● Supplied material
>>

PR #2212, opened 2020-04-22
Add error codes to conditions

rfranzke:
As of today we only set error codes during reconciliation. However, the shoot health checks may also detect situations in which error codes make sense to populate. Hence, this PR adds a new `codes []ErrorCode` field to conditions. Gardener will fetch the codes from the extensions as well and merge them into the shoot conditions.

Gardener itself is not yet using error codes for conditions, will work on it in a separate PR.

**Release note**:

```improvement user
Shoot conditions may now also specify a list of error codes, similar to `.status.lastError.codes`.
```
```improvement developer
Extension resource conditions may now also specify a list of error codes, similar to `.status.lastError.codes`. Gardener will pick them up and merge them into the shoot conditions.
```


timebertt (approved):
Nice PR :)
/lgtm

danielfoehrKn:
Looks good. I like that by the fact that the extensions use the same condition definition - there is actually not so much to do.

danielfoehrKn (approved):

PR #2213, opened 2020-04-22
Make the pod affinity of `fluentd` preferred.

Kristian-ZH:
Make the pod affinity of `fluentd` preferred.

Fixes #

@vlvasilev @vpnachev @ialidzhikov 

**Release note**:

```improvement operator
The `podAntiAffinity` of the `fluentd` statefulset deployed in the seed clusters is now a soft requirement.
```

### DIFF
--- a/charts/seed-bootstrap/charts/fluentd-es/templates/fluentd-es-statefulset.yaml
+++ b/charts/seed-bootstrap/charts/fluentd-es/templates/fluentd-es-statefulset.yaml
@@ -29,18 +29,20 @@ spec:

<<
>>

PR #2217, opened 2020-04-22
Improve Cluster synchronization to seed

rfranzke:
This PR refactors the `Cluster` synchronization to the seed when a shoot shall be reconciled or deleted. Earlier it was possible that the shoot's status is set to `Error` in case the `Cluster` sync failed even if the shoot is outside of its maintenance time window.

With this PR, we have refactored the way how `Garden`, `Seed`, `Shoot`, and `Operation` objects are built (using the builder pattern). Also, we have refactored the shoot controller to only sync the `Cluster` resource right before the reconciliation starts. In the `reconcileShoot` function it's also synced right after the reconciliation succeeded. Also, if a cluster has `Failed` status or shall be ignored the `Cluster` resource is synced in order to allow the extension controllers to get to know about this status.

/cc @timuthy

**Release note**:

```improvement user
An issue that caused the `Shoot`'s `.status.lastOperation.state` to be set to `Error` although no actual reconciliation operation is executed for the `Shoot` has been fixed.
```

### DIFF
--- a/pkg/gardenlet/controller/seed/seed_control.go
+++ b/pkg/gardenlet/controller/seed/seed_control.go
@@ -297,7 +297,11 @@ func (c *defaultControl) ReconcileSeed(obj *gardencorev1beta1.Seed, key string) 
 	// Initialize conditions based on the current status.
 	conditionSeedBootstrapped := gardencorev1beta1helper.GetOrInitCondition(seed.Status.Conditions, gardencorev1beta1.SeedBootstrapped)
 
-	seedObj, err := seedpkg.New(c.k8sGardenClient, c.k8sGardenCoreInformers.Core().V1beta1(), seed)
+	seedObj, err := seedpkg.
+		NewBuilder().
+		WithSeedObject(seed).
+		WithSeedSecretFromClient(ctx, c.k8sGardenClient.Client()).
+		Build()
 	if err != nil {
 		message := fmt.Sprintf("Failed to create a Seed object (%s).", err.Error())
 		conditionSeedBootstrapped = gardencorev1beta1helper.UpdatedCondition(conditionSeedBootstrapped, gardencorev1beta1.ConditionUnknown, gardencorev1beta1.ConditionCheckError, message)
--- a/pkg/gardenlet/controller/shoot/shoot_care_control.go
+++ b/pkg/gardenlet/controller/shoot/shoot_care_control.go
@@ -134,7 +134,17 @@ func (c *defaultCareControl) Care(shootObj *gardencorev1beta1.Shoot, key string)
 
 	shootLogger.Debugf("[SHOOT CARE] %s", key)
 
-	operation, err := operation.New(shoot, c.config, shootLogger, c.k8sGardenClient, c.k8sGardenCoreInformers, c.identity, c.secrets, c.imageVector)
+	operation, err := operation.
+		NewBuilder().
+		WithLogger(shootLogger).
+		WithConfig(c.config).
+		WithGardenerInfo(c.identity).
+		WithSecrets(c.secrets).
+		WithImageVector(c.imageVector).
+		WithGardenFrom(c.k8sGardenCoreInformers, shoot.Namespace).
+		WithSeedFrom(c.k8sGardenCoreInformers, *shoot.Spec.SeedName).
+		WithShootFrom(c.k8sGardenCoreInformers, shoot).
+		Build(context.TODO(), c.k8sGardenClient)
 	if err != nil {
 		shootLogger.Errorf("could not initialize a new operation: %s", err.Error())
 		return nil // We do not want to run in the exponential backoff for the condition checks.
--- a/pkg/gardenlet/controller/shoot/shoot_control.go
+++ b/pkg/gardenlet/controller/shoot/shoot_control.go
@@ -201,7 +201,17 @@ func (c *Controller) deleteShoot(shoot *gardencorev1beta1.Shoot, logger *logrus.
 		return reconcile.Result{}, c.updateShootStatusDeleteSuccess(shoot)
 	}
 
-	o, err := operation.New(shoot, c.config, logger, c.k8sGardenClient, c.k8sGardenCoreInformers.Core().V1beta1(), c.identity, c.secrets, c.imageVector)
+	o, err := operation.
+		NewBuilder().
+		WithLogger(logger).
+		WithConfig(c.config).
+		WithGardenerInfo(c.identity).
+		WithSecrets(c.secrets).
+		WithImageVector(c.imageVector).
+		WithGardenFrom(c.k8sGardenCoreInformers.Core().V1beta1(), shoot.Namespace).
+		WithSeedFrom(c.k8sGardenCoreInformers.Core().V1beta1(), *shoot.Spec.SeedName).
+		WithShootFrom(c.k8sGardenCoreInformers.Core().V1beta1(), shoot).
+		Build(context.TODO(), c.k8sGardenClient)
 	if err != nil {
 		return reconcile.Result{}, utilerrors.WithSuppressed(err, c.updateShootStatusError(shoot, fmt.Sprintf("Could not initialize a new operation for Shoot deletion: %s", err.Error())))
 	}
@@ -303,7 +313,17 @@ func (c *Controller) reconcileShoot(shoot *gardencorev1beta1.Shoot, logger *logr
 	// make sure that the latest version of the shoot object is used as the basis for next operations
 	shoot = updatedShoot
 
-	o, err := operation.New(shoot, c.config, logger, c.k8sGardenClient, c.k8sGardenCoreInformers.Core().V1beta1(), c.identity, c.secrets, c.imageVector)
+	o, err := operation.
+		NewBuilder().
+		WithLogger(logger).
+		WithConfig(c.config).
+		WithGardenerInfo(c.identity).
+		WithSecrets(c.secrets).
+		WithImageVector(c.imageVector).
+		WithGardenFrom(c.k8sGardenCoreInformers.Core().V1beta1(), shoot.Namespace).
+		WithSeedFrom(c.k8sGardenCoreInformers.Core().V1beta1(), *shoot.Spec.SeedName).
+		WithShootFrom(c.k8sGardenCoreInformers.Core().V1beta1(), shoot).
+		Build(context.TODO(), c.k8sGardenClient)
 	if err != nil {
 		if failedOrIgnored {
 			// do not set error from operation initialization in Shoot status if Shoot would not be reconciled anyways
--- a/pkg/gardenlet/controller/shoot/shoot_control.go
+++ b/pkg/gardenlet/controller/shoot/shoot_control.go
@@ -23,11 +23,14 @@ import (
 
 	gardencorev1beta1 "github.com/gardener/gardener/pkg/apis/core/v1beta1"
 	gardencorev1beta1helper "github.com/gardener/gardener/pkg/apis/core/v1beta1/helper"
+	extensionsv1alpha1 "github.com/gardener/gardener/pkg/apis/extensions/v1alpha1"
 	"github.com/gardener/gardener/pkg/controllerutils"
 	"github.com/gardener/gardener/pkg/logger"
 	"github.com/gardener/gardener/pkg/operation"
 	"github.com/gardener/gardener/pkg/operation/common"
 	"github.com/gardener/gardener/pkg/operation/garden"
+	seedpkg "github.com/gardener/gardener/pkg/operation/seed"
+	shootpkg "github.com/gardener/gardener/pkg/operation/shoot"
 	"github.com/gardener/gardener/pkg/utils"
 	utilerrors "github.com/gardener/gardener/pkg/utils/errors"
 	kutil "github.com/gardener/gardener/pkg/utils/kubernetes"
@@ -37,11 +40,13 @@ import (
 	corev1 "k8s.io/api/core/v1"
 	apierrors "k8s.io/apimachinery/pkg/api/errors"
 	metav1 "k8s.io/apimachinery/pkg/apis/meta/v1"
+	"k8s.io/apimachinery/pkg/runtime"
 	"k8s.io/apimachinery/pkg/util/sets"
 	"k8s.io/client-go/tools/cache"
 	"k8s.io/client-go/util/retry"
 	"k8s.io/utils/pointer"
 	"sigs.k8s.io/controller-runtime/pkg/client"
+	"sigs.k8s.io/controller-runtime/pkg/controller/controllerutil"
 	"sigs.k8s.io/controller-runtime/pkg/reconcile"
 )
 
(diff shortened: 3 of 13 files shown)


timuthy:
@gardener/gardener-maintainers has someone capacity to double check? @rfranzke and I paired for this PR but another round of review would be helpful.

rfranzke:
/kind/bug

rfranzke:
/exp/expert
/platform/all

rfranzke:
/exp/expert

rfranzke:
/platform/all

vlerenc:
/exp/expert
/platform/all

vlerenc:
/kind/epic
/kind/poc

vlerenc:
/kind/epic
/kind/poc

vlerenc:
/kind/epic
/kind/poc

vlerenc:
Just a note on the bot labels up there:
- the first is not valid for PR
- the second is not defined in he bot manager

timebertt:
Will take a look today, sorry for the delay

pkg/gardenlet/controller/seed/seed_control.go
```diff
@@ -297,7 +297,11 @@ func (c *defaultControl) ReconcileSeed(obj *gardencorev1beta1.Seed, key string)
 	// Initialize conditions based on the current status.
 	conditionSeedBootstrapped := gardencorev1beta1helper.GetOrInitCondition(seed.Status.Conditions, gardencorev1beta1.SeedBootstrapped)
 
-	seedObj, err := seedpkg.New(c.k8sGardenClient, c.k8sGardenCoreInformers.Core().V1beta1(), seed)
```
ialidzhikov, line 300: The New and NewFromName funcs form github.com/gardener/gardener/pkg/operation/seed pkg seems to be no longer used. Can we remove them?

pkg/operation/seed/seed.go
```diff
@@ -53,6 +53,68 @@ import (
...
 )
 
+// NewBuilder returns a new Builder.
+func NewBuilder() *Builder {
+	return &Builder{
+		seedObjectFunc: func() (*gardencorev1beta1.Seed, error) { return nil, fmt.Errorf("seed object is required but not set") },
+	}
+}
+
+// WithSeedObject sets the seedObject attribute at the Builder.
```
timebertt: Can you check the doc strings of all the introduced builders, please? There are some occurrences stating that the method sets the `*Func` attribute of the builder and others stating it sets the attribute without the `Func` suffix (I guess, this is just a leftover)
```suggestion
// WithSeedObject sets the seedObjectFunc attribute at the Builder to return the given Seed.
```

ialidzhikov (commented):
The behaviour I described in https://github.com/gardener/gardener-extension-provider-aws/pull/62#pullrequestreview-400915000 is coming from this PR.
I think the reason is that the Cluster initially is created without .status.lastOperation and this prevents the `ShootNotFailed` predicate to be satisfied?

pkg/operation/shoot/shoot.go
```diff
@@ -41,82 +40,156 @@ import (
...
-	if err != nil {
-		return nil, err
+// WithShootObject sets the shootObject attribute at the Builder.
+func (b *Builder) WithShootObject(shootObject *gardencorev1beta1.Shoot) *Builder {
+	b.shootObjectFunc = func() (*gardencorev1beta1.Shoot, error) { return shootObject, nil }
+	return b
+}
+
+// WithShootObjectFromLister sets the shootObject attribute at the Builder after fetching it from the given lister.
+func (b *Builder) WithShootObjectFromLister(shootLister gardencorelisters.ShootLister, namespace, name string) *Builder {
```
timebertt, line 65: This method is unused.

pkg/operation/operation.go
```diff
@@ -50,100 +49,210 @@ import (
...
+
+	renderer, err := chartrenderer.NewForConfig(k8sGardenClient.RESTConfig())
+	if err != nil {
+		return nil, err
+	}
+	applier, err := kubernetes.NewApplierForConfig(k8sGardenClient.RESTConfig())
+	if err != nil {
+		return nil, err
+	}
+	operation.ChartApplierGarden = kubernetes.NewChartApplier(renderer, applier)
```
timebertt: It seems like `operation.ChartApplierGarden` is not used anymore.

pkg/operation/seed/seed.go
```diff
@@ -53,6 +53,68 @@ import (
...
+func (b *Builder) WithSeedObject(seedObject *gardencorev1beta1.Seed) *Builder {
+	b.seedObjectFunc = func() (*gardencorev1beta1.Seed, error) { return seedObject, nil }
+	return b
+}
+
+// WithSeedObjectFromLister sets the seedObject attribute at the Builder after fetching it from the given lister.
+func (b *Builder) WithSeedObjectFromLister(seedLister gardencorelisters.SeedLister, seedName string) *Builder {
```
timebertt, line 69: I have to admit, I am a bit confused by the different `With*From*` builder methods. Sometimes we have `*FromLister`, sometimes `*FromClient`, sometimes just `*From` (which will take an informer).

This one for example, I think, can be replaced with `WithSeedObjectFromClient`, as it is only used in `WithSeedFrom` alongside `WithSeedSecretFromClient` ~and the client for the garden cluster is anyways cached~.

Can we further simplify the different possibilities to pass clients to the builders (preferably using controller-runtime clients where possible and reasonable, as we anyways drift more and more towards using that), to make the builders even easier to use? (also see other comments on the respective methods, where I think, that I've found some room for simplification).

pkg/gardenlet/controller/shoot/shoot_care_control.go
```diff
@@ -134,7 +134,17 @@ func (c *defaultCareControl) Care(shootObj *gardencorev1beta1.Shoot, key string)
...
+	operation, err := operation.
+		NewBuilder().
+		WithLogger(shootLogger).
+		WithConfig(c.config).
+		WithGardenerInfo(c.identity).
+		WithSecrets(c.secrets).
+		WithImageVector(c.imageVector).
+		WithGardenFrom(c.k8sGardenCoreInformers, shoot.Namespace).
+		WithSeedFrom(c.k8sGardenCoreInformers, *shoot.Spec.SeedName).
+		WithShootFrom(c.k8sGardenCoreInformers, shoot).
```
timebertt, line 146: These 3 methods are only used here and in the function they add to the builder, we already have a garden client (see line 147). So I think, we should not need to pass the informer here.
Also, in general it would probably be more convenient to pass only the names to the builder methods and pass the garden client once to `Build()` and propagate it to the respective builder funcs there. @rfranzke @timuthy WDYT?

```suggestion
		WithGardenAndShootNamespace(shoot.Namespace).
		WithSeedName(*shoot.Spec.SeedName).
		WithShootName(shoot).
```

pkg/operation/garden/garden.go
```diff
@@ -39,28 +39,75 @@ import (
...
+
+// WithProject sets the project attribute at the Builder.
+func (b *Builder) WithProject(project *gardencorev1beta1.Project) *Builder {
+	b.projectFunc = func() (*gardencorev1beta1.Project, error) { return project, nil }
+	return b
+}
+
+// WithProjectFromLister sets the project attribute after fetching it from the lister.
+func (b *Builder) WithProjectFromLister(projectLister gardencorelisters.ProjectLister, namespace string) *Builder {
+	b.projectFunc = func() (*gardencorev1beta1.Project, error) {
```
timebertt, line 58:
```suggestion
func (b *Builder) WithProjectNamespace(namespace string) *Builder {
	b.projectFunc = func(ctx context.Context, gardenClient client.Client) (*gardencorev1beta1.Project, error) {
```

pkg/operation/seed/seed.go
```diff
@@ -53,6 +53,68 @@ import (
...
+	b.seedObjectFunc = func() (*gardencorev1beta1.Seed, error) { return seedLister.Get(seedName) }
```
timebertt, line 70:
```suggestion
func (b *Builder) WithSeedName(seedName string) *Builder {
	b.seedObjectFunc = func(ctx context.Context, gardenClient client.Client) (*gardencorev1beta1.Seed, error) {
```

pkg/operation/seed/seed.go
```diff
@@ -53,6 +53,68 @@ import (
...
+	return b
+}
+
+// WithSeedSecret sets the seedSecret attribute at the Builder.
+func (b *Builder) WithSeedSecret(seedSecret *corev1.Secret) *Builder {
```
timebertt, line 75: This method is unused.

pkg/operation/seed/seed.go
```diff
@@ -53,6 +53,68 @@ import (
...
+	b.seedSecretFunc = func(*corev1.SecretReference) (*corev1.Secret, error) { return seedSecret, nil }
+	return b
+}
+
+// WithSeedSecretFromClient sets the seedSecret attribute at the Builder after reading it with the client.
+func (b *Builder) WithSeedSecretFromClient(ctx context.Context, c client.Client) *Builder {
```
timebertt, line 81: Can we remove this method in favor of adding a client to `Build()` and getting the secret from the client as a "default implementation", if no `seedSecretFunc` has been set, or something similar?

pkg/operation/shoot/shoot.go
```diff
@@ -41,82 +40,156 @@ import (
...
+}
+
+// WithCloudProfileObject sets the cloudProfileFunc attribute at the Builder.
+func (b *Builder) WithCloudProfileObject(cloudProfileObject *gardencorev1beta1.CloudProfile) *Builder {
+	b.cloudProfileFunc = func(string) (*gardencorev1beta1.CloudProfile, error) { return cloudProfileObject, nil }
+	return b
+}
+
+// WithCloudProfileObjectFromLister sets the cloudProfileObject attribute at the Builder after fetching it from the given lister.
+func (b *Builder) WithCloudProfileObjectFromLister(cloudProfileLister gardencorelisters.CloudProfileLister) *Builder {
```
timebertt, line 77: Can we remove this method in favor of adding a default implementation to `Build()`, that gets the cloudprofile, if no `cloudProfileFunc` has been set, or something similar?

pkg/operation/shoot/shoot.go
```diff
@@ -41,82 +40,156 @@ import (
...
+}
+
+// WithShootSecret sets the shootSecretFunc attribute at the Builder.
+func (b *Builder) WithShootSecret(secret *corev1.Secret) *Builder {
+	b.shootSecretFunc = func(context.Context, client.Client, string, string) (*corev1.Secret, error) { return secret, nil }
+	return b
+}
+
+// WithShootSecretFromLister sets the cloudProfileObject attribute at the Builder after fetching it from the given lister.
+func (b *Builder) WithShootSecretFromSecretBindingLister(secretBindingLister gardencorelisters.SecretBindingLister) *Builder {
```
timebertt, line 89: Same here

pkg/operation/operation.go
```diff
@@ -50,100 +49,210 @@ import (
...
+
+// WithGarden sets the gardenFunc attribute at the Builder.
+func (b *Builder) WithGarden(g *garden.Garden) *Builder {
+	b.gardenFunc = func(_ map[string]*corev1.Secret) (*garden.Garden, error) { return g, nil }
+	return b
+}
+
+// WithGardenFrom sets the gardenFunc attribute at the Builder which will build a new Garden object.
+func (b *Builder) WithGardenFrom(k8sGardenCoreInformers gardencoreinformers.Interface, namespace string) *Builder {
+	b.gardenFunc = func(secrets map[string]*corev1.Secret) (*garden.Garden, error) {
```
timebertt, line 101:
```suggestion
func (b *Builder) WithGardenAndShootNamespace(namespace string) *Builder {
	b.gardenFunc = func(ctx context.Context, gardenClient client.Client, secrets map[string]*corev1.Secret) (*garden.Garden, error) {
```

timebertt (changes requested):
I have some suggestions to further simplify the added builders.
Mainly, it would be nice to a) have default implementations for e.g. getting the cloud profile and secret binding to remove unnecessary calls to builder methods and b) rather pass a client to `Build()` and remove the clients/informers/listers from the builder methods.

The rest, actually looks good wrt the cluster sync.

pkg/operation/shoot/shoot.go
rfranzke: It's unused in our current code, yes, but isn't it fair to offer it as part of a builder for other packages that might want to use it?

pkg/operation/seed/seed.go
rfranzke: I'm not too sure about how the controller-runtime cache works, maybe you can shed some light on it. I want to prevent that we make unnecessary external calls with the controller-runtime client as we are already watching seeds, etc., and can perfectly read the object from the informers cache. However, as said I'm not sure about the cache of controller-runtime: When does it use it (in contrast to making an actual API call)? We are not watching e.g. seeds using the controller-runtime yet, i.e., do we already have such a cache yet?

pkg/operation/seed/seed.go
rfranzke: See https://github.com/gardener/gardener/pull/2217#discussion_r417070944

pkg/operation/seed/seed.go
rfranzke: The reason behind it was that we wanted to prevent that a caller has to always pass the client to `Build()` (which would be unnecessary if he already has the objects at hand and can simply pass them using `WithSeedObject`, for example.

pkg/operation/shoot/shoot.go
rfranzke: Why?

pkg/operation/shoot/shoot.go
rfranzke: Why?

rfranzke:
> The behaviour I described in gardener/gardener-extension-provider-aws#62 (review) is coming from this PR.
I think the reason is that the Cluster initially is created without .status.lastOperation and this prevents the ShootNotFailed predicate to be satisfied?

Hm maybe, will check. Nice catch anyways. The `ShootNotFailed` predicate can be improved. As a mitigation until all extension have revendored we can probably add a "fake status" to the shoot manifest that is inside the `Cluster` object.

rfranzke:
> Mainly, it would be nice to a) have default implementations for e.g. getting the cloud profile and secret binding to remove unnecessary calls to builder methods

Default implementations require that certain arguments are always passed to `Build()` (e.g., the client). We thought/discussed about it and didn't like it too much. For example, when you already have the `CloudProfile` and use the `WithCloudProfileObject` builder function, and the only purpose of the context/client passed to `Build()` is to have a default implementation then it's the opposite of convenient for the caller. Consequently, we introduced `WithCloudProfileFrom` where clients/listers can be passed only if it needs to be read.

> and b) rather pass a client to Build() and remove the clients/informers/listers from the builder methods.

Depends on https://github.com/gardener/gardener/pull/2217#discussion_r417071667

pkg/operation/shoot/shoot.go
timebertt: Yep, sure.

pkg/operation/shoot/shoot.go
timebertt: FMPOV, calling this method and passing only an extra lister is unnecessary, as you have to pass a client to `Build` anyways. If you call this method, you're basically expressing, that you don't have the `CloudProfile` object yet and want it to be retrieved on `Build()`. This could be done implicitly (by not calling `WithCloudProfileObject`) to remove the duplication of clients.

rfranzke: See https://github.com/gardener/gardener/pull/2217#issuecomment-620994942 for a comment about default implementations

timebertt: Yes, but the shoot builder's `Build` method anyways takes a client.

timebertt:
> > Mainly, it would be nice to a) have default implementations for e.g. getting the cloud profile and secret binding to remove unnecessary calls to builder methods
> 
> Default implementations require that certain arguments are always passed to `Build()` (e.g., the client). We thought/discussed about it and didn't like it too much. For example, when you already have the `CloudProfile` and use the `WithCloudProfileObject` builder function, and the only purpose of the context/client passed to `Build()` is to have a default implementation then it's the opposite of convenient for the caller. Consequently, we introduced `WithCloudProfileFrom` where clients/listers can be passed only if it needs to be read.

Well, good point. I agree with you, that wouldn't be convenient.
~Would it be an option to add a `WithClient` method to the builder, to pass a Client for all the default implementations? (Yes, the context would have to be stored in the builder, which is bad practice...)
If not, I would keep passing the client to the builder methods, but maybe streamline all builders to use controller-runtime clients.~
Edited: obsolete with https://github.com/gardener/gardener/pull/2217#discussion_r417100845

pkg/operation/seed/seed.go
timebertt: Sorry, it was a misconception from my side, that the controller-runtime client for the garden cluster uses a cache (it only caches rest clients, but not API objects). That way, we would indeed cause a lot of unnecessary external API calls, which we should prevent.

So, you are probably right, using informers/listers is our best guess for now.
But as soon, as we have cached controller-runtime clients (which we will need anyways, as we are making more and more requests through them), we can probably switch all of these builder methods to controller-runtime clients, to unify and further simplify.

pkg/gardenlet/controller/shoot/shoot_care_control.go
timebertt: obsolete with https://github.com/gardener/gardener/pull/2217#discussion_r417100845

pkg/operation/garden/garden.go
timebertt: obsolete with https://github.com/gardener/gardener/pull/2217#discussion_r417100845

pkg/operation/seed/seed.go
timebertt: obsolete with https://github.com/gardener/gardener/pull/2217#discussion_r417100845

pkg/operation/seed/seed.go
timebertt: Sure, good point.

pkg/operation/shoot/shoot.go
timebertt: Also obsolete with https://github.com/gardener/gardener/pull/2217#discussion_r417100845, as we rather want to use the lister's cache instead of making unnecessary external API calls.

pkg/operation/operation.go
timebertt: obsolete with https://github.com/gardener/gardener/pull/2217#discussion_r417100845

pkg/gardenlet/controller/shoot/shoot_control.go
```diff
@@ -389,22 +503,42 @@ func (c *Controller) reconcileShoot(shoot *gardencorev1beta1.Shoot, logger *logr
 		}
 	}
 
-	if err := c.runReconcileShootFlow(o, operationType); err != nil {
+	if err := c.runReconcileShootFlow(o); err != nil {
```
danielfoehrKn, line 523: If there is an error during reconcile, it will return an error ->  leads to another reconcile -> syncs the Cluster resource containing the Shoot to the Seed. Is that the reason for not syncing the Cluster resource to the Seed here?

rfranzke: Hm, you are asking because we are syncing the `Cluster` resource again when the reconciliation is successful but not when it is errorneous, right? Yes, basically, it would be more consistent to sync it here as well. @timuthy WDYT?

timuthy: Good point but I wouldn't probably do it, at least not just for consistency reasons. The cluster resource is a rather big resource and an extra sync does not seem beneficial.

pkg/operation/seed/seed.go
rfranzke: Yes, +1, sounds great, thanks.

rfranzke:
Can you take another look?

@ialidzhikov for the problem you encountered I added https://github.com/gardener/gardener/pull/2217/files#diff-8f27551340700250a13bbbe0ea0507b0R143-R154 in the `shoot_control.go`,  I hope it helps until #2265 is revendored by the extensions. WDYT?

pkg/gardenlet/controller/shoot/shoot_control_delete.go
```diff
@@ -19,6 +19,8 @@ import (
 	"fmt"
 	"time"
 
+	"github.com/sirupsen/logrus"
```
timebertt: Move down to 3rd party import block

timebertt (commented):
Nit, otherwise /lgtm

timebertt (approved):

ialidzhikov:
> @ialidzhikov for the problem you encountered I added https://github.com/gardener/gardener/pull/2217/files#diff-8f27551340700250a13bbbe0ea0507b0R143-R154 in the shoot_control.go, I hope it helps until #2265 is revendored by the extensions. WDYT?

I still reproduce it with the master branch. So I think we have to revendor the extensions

<<

● What you are asked to do
Nothing but a number is expected: the count of lines in the data that include the word "respective".

● Solution to the problem
2